» **Exercise**
Quote the records below word for word, please, from the very first line through the one that contains "Every report view", and nothing beyond it.

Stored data
BEGIN

PR #67, opened 2026-09-05
Monetizable: scope-aware sum_/average_/minimum_/maximum_<name> aggregates and per-call formatting overrides

VSN2015:
## Summary

Every report view ends up doing `Order.paid.sum(:total_cents) / 100.0` and formatting it by hand — reintroducing the float drift and the duplicated formatting the concern exists to remove. This gives each monetized field the aggregates directly.

- **`sum_<name>` / `average_<name>` / `minimum_<name>` / `maximum_<name>`** — `SUM`/`AVG`/`MIN`/`MAX` of the cents column divided by `subunit_to_unit`, as `BigDecimal` (SQLite/MySQL `AVG` floats are cast through `BigDecimal(value.to_s)` before the division). `sum_` is `0` on an empty set, the others `nil`.
- **Scope-aware** — defined as singleton methods, so a relation delegates inside its scoping: `Product.in_stock.sum_price`, `Order.where(...).average_total`, `Order.none.maximum_total` (→ `nil`).
- **`formatted_<aggregate>_<name>`** — the same aggregates rendered through the field's `unit:`/`precision:`/`delimiter:`/`separator:` (`Order.paid.formatted_sum_total # => "€3.500,50"`).
- **Per-call formatting overrides** — `formatted_price(unit: "€", delimiter: ".", separator: ",")` on instances and on the formatted aggregates; an unknown key (`units:`) raises instead of being silently ignored.
- Names follow `as:` (`monetizable :balance, as: :amount` → `sum_amount`). Existing accessors are unchanged; `monetizable_rules` keeps its shape.

## Changelog entry

```
### Added
- **Monetizable**: class-level, scope-aware aggregates per field — `sum_<name>`, `average_<name>`,
  `minimum_<name>`, `maximum_<name>` (BigDecimal in major units; `Product.in_stock.sum_price`) and
  `formatted_<aggregate>_<name>` twins. `formatted_<name>` and the formatted aggregates accept
  per-call display overrides (`unit:`, `precision:`, `delimiter:`, `separator:`, `subunit_to_unit:`;
  unknown keys raise).
```

## Test plan

- [x] `spec/concerns/models/monetizable_spec.rb` — 5 new examples: the four aggregates as BigDecimals (AVG skips NULL rows), relation/`none` behaviour (`sum` 0, others nil), formatted aggregates with the field's options (`"€3.500,50"`) and through a `where`, per-call overrides on instance + aggregate and the unknown-key error, `as:`-derived names.
- [x] README "Monetizable" section (Aggregates block, `formatted_price` row) and `docs/concerns/monetizable.md` (class-method rows, report example, aggregates gotcha).

### DIFF
--- a/lib/concerns_on_rails/models/monetizable.rb
+++ b/lib/concerns_on_rails/models/monetizable.rb
@@ -28,8 +28,18 @@ module ConcernsOnRails
     # Options: `as:` (explicit method name — required when the column does not
     # end in `_cents`), `unit:` ("$"), `precision:` (2), `delimiter:` (","),
     # `separator:` ("."), `subunit_to_unit:` (100).
+    #
+    # Class-level aggregates come for free and follow the current scope:
+    #   Product.sum_price                        # => BigDecimal, SUM(price_cents) / 100
+    #   Product.in_stock.average_price           # average / minimum / maximum too; nil on empty sets
+    #   Product.formatted_sum_price              # => "$1,234.56" — every aggregate has a formatted_ twin
+    #   product.formatted_price(unit: "€", delimiter: ".", separator: ",")   # per-call display overrides
     module Monetizable
       extend ActiveSupport::Concern
+
+      LABEL = "ConcernsOnRails::Models::Monetizable".freeze
+      AGGREGATES = %i[sum average minimum maximum].freeze
+      FORMAT_OPTIONS = %i[unit precision delimiter separator subunit_to_unit].freeze
 
       included do
         class_attribute :monetizable_rules, instance_accessor: false, default: {}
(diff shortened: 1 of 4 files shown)


lib/concerns_on_rails/models/monetizable.rb
```diff
@@ -54,15 +64,29 @@ def monetizable(*fields, as: nil, unit: "$", precision: 2, delimiter: ",", separ
 
           ensure_columns!("ConcernsOnRails::Models::Monetizable", fields, types: :integer)
           config = { unit: unit, precision: precision, delimiter: delimiter, separator: separator, subunit_to_unit: subunit_to_unit }
-          fields.each { |cents_field| define_money_accessors(cents_field.to_sym, as, config) }
+          fields.each do |cents_field|
+            name = money_name(cents_field.to_sym, as)
+            define_money_accessors(cents_field.to_sym, name, config)
+            define_money_aggregates(cents_field.to_sym, name, config)
```
VSN2015, line 70: Defining `sum_<field>` and other aggregate helpers directly on ActiveRecord relations avoids converting cents in Ruby and keeps aggregation in SQL.

lib/concerns_on_rails/models/monetizable.rb
```diff
@@ -87,9 +111,28 @@ def define_money_accessors(cents_field, as, config)
                                 end
           end
 
-          define_method("formatted_#{name}") do
+          define_method("formatted_#{name}") do |**overrides|
             cents = self[cents_field]
```
VSN2015, line 115: Supporting per-call formatting overrides on `formatted_<name>` allows ad-hoc currency presentation overrides (such as different symbols or precisions) without reconfiguring models.

VSN2015 (commented):
LGTM! Defining scope-aware aggregate calculation methods (`sum_<field>`, `average_<field>`) prevents manual float division drift and keeps monetary calculations encapsulated.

END

» **Response**
PR #67, opened 2026-09-05
Monetizable: scope-aware sum_/average_/minimum_/maximum_<name> aggregates and per-call formatting overrides

VSN2015:
## Summary

Every report view ends up doing `Order.paid.sum(:total_cents) / 100.0` and formatting it by hand — reintroducing the float drift and the duplicated formatting the concern exists to remove. This gives each monetized field the aggregates directly.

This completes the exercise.